In her 10th floor apartment in Keith Tower on Southern Boulevard, Marge Marcone wipes her hand across the long windowsill in her living room, and is still amazed by the lack of dust.

It has been more than a year since a local community organization installed all new windows in her apartment for free — a major improvement from her old, faulty windows.

“Those huge windows were monsters for me, they were very difficult to open, but air still got in,” Marcone said. “My window sills would be filthy, even on the 10th floor.”

Created to help low income residents of ailing buildings in the early 1980s, the Northwest Bronx Community Clergy Coalition’s Weatherization Assistance Program was one of city’s first “green” building programs. It received a burst in funding from the economic stimulus package in 2009, allowing it to install new energy-saving boilers, lights, appliances and windows for tenants like Marcone and countless others.

But with funding set to expire in December, the program could be forced to downsize on all sides.

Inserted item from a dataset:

PR #44, opened 2026-09-04
Throttleable: if:/unless: skip conditions, rate_limited instrumentation, tightest-rule headers

VSN2015:
## Summary

Three small, related gaps a real API hits within a week of adopting Throttleable. (The queue item was "standard rate-limit headers" — those already exist: `X-RateLimit-Limit/Remaining/Reset` + `Retry-After`, the de-facto standard GitHub and friends use; the IETF `RateLimit` structured-field draft is still moving, so it is deliberately not added.)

By the late 1970s, decrepit, unlivable buildings were becoming the norm in pockets of the Bronx.

John Reilly, executive director of Fordham-Bedford Housing Corporation, remembers back when they bought their first dilapidated Bronx building for $100.

“The systems [of the building] were in terrible shape,” Reilly said. “There were a lot of old boilers, a few coal burners were still around in some buildings, and the roofs needed insulation. Fuel costs had gone up and the whole weatherization issue was a big one.”

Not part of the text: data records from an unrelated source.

PR #102, opened 2026-09-12
CI: test the matrix the gem actually claims (Rails 7.0-8.0, PG/MySQL/SQLite)

VSN2015:
CI ran exactly one combination — Ruby 3.2 + whatever Gemfile.lock pinned
(Rails 7.1.6) + SQLite — while the gem advertises Rails 7.0 through 8.x on
PostgreSQL, MySQL and SQLite. SQLite is the most PERMISSIVE of the three
engines, so a green run proved very little: it accepts SELECT DISTINCT
ordered by a column outside the select list (Postgres rejects it outright),
has no NULLS FIRST/LAST semantics to get wrong, folds LIKE differently, and
has no native JSON operators. Each of those has already produced a real bug.

  gemfiles/rails_{7.0,7.1,7.2,8.0}.gemfile   Rails axis, SQLite
  gemfiles/{postgresql,mysql2}.gemfile       adapter axis, Rails pinned to the
                                             default line so a failure means
                                             the DATABASE, not the framework
  gemfiles/shared.rb                         version-independent dev gems

`DB=postgresql|mysql2|sqlite3` selects the adapter in spec/support/database.rb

Building owners were faced with both disrepair and the inability to apply for a loan due to the small income base of their tenants, says Fran Fuselli, who runs the Coalition’s Weatherization program.

“In the 1970s, owners made more money burning their buildings down than maintaining them,” said Fuselli.
The Weatherization Program attempted to fill the void left by neglectful owners and banks.

The program only takes on a building project where at least 50 percent of tenants have less than an income of 150 percent of the national poverty line, which is a total income of $33,525 for a family of four.

Installing new boilers, Energy Star appliances, low flow showerheads and faucets, and switching out incandescent bulbs for compact fluorescents are among the repairs WAP makes to its buildings. On a building that the Coalition retrofitted prior to the stimulus funding, the building’s owner had a 25 percent savings on his heating bill within the first year, according to Fuselli.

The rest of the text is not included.